Sangat disayangkan belum genap sebulan setelah pujian Presiden Jokowi, partai Hanura mengalami drama dan hingga hari ini drama tersebut belum berakhir.  Ketua umum  Oso seharusnya bisa jaga marwah partai. Sosok yang mengobok-obok partai Hanura pasti belum pernah memimpin organisasi.
Kalau jadi ketua ujang-ujungnya konflik, dualisme kepengurusan. Akhirnya gaya kepemimpinannya adalah gaya preman. Pecat sana pecat sini sesuka hati tanpa mendengar aspirasi kader partai. Sikap seperti ini jelas melukai nilai-nilai demokrasi yang pada masa kepemimpinan Wiranto selalu dijadikan sumber inspirasi dan kompas dalam memimpin partai Hanura.

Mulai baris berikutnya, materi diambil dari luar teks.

PR #1092, opened 2016-06-15
Added a test for an extractor which returns non-unicode data

fadushin:
And which will therefore result in a bad_data error when transcoding to JSON.


jvoegele:
+1 d82b34db8d2b044cc9c4ef29ca52b41fb00d8103

PR #1238, opened 2026-06-19
feat(table): variant shredded reader + bump arrow-go version

### LINKED ISSUE #986: feat(table): variant shredded reader

nssalian:
Closes [#986](https://github.com/apache/iceberg-go/issues/986).

At scan time, reassembles shredded variant columns (metadata + residual value + typed_value) back into the plain unshredded layout, so a shredded variant reads the same as a non-shredded one. arrow-go's VariantArray does the per-row work. The code change is only in the projection visitor's Variant method.

Note: This PR also bumps arrow-go to 4a540f5 (https://github.com/apache/arrow-go/commit/4a540f5144843a25db8cffe828dd7deeb34260e1) (v18.6.1-0.20260623163317-4a540f514484) to pick up `UnshredVariant` (https://github.com/apache/arrow-go/pull/859), which does the per-row reassembly.

## Fixture based Testing

The fixtures come from [apache/parquet-testing](https://github.com/apache/parquet-testing/tree/master/shredded_variant) (written by Iceberg Java's TestVariantReaders). I first ran all 137 upstream cases through arrow-go to see where it stands (128 pass, 4 reject, 2 lenient, 3 spec-invalid), then committed 17 of them. These represent one per distinct reader behaviour instead of all 137:

- 9 success cases checked against the Java golden value (array, empty array, scalar, object with a field that falls back to the residual value, object with no value column, nested array, null variant, unshredded data under a shredded schema, and a multi-row column with nulls). Compared as JSON because reassembly is valid but not byte-identical for nested objects.
- 5 cases the reader should reject (value/typed_value conflicts, non-object-with-shredded-fields, and a spec-invalid file).
- 3 cases where arrow-go reads something Java would reject (uint32 and fixed_size_binary typed_value, plus one spec-invalid file it reads). These pin the current behaviour so we notice if arrow-go changes it.

## Additional Testing

- compute.Take / FilterRecordBatch leave a shredded column alone (they run before projection).
- rows surviving a positional delete still reassemble correctly.
- a leak check on the reassembly path.
- a Spark 4 integration test that writes a shredded table and reads it back (checks the file is actually shredded first).


nssalian:
@laskoviymishka @zeroshade PTAL when you get a chance.

table/arrow_utils.go
```diff
@@ -1190,8 +1178,33 @@ func (a *arrowProjectionVisitor) Primitive(_ iceberg.PrimitiveType, arr arrow.Ar
 	return arr
 }
 
+// Variant reassembles a shredded variant back into the unshredded layout so the
+// projected schema matches; without it the scanner fails to assemble the table.
```
zeroshade, line 1195: I'm surprised that this is the case, this feels like a bug in arrow-go/parquet rather than something we should have to do here. Can you take a look at arrow-go/parquet and validate why it isn't already reassembling the shredded column into a variant array properly and whether or not this is something we should fix on that side instead?

nssalian: I looked at it for a bit. It's not really a bug: the reader builds the variant array's storage straight from the file's physical schema, so a shredded file comes back as a shredded VariantArray (with Shredded()/UntypedValues() for typed-column access), and Value(i) reassembles each row on demand. What's missing is a way to collapse a whole shredded array into the plain layout, which is what the scan needs since it can't mix shredded and non-shredded arrays in one column. 

I prototyped that as a small helper in arrow-go and used it here. It passes the tests locally. I'll put it up as an arrow-go PR (will tag you for a review) then update this PR to use it and drop the manual reassembly here.

zeroshade: the utility is merged, you can update the arrow-go dep here and change this to use it (I'll plan on doing a new release of arrow-go in the next couple weeks)

nssalian:
The arrow-go PR has been merged, I'll bring the fix in here in an upcoming commit

table/arrow_utils.go
```diff
@@ -1191,8 +1191,22 @@ func (a *arrowProjectionVisitor) Primitive(_ iceberg.PrimitiveType, arr arrow.Ar
...
 func (a *arrowProjectionVisitor) Variant(_ iceberg.VariantType, arr arrow.Array) arrow.Array {
```
zeroshade, line 1196: Correctness here quietly depends on `VariantType` NOT implementing `arrow.NestedType`: in `Struct` (line ~1078) the `defer arr.Release()` only fires for nested types, so the owned +1 from `UnshredVariant` is balanced instead by `castIfNeeded`s `Retain()`/deferred `Release()`. If arrow-go ever made `VariantType` a `NestedType`, line 1078 would fire and double-release. The two checked-allocator leak tests defend this, but a one-line comment noting the invariant (relies on castIfNeeded retain/release; VariantType is intentionally not NestedType) would make it explicit for the next reader.

zeroshade (approved):
Reviewed the full change and verified it locally against the PR branch: `go build ./...`, `go test -race` (all variant/shredded tests), `golangci-lint run` (0 issues), and `go mod tidy` (clean) all pass.

The production change is small and well-contained — only `(*arrowProjectionVisitor).Variant` reassembles a shredded `*extensions.VariantArray` via `extensions.UnshredVariant`, leaving non-shredded/non-variant arrays untouched. Nice work on the fixture-based testing: ASF-licensed goldens vendored from `apache/parquet-testing` at a pinned commit, reproducible via `gen_fixtures.sh`, with each case mapped to the reader behaviour it pins (success / reject / leniency), and JSON comparison for nested objects. Coverage of the `compute.Take`/`FilterRecordBatch`-before-projection ordering and the positional-delete path is a good touch.

I spent most of the review on memory ownership, since `UnshredVariant` returns a newly-allocated, caller-owned array. The two `CheckedAllocator` + `AssertSize(t, 0)` tests (`TestShreddedVariantReassemblyNoLeak` and `TestShreddedVariantSurvivesPositionalDelete`) run the real projection path and pass clean under `-race`, so the owned reference is balanced correctly by `castIfNeeded`'s retain/release. The `panic` on `UnshredVariant` error is fine here: the `Variant` method has no error return, and `VisitSchemaWithPartner` recovers panics into errors, so a malformed shredded file becomes a scan error rather than a crash — consistent with the existing `castIfNeeded`/`Struct` convention in this file.

LGTM. A couple of non-blocking notes inline and below.

Non-blocking:
- The testdata README references `go-notes/986-shredded-conformance-and-patches.md`, which doesn't appear to be committed in this PR. Either commit the survey note or drop the reference so readers aren't pointed at a missing file.
- Worth confirming the Spark 4 shredded integration test actually executed in a Spark-4 CI lane rather than silently skipping on Spark 3.5.

table/arrow_utils.go
nssalian: Clarified this with a comment.

nssalian:
Thanks for the detailed review @zeroshade.

Changes:
- Removed the reference to the conformance. I had done local tests for all the cases and captured that in a note. Doesn't need to be checked in here.
- Checked the Github Actions run log for Spark4 to see that all tests are passing. I kept them distinct so they are individually visible that they are passing.

From the run
```
    --- PASS: TestSparkIntegration/TestShreddedVariantSparkWriteGoRead (20.65s)
        --- PASS: TestSparkIntegration/TestShreddedVariantSparkWriteGoRead/nested_object_reassembles (0.00s)
        --- PASS: TestSparkIntegration/TestShreddedVariantSparkWriteGoRead/partial_shred_merges_residual (0.00s)
        --- PASS: TestSparkIntegration/TestShreddedVariantSparkWriteGoRead/top-level_scalar (0.00s)
        --- PASS: TestSparkIntegration/TestShreddedVariantSparkWriteGoRead/top-level_array (0.00s)
        --- PASS: TestSparkIntegration/TestShreddedVariantSparkWriteGoRead/json_null_is_present (0.00s)
        --- PASS: TestSparkIntegration/TestShreddedVariantSparkWriteGoRead/sql_null_is_physical_null (0.00s)
        --- PASS: TestSparkIntegration/TestShreddedVariantSparkWriteGoRead/spark_reads_merged_variant_back (9.91s)
    --- PASS: TestSparkIntegration/TestUnknownTypeWriteAndScan (7.57s)
    --- PASS: TestSparkIntegration/TestUpdateSpec (7.75s)
    --- PASS: TestSparkIntegration/TestVariantWriteAndScan (9.81s)
```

Jelas sikap dan apa yang dilakukan Oso dan kubunya tak ubahnya sikap anak durhaka yang melukai hati orang tuanya. Orang tua yang selalu memberikan dan melakukan segalanya  sejak dini, kini dituduh yang menyakitkan dan diancam diusir dari rumah. Kelakuan Oso sangat cocok dengan adagium pepatah tradisional kita "air susu dibalas air tuba." Jika partai Hanura tetap dipegang oleh sosok pemimpin yang tidak menggunakan hati nurani dalam mengelola partainya, bagaimana mungkin bisa membawa arah perubahan di tengah masyarakat.